“Genomic Analyses Implicate Noncoding de Novo Variants in Congenital Heart Disease”, Felix Richter, Sarah U. Morton, Seong Won Kim, Alexander Kitaygorodsky, Lauren K. Wasson, Kathleen M. Chen, Jian Zhou, Hongjian Qi, Nihir Patel, Steven R. DePalma, Michael Parfenov, Jason Homsy, Joshua M. Gorham, Kathryn B. Manheimer, Matthew Velinder, Andrew Farrell, Gabor Marth, Eric E. Schadt, Jonathan R. Kaltman, Jane W. Newburger, Alessandro Giardini, Elizabeth Goldmuntz, Martina Brueckner, Richard Kim, George A. Porter, Daniel J. Bernstein, Wendy K. Chung, Deepak Srivastava, Martin Tristani-Firouzi, Olga G. Troyanskaya, Diane E. Dickel, Yufeng Shen, Jonathan G. Seidman, Christine E. Seidman, Bruce D. Gelb2020-06-29 (, ; similar)⁠:

A genetic etiology is identified for 1/3rd of patients with congenital heart disease (CHD), with 8% of cases attributable to coding de novo variants (DNVs). This highlights the important role that genetics plays in CHD, underscoring the importance of understanding both coding and noncoding genetic variations to unravel the complexities of this condition.

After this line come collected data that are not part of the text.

PR #5265, opened 2026-09-18
Reject blocksize <= 0 to avoid silently dropping file bodies

### LINKED ISSUE #5248: `HTTPConnection(blocksize=0)` silently drops file-like request bodies
### Subject

When `blocksize=0` and the request body is a file-like object,  I discovered the request sent by urllib3 does not contain any data blocks, but the header still declares Transfer-Encoding: chunked. At this point, neither the client nor the server reported any errors, and the data was silently discarded.

### Environment

```
Python 3.12.3
OpenSSL 3.0.13 30 Jan 2024
urllib3 2.7.1.dev58
```

### Steps to Reproduce
```python
import socket
import tempfile
import threading
from pathlib import Path
from urllib3.connection import HTTPConnection
PAYLOAD = b"SECRET_PAYLOAD_C3_BLOCKSIZE_ZERO"
captured = []
srv = socket.socket()
srv.setsockopt(socket.SOL_SOCKET, socket.SO_REUSEADDR, 1)
srv.bind(("127.0.0.1", 0))
srv.listen(4)
port = srv.getsockname()[1]
def serve():
    for _ in range(2):
        c, _ = srv.accept()
        c.settimeout(1)
        buf = b""
        try:
            while True:
                chunk = c.recv(65536)
                if not chunk:
                    break
                buf += chunk
                if b"\r\n\r\n" in buf:
                    c.settimeout(0.2)
        except OSError:
            pass
        captured.append(buf)
        c.sendall(b"HTTP/1.1 200 OK\r\nContent-Length: 0\r\nConnection: close\r\n\r\n")
        c.close()
threading.Thread(target=serve, daemon=True).start()
path = Path(tempfile.mkdtemp()) / "upload.bin"
path.write_bytes(PAYLOAD)
def post(blocksize):
    conn = HTTPConnection("127.0.0.1", port, blocksize=blocksize, timeout=5)
    with path.open("rb") as fh:
        conn.request("POST", "/upload", body=fh)
    conn.getresponse().read()
    conn.close()
post(16384)
post(0)
print("default:", captured[0])
print("zero:   ", captured[1])
```

### Expected Behavior

Either reject `blocksize <= 0`, or treat `0` as “read all” (like `-1`). A file body must not disappear without an exception.

### Actual Behavior
Captured on the wire against a local HTTP server, same on-disk file both times.
```
default: b'POST /upload HTTP/1.1\r\nHost: 127.0.0.1:46047\r\nAccept-Encoding: identity\r\nTransfer-Encoding: chunked\r\nUser-Agent: python-urllib3/2.7.1.dev58\r\n\r\n20\r\nSECRET_PAYLOAD_C3_BLOCKSIZE_ZERO\r\n0\r\n\r\n'
zero:    b'POST /upload HTTP/1.1\r\nHost: 127.0.0.1:46047\r\nAccept-Encoding: identity\r\nTransfer-Encoding: chunked\r\nUser-Agent: python-urllib3/2.7.1.dev58\r\n\r\n0\r\n\r\n'
```

Pitchfork-and-Torch:
## Summary
`HTTPConnection(blocksize=0)` with a file-like body sent `Transfer-Encoding: chunked` and only the terminating `0\r\n\r\n` chunk because `file.read(0)` always returns `b\"\"` in Python. The upload disappeared with no client error.

Raise `ValueError` when `blocksize <= 0` in:
- `HTTPConnection.__init__`
- `body_to_chunks`
- HTTP/2 file-like send path

Fixes #5248.

## Test plan
- [x] Unit tests for `body_to_chunks(blocksize=0)` and `HTTPConnection(..., blocksize=0)`
- [x] Manual wire capture repro from the issue now raises instead of sending an empty body


illia-v:
This PR does not comply with our contributing policy because another pull request addressing the same issue was already open.

Please see our contributing guidelines: https://github.com/urllib3/urllib3/tree/2.8.0#contributing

To assess the contribution of noncoding DNVs to CHD, we compared genome sequences from 749 CHD probands and their parents with those from 1,611 unaffected trios. Through the use of advanced neural network predictions, we aimed to understand the transcriptional impact of these noncoding DNVs. Our methods incorporate cutting-edge technology to analyze genetic variations, enabling a comprehensive evaluation of their potential role in CHD.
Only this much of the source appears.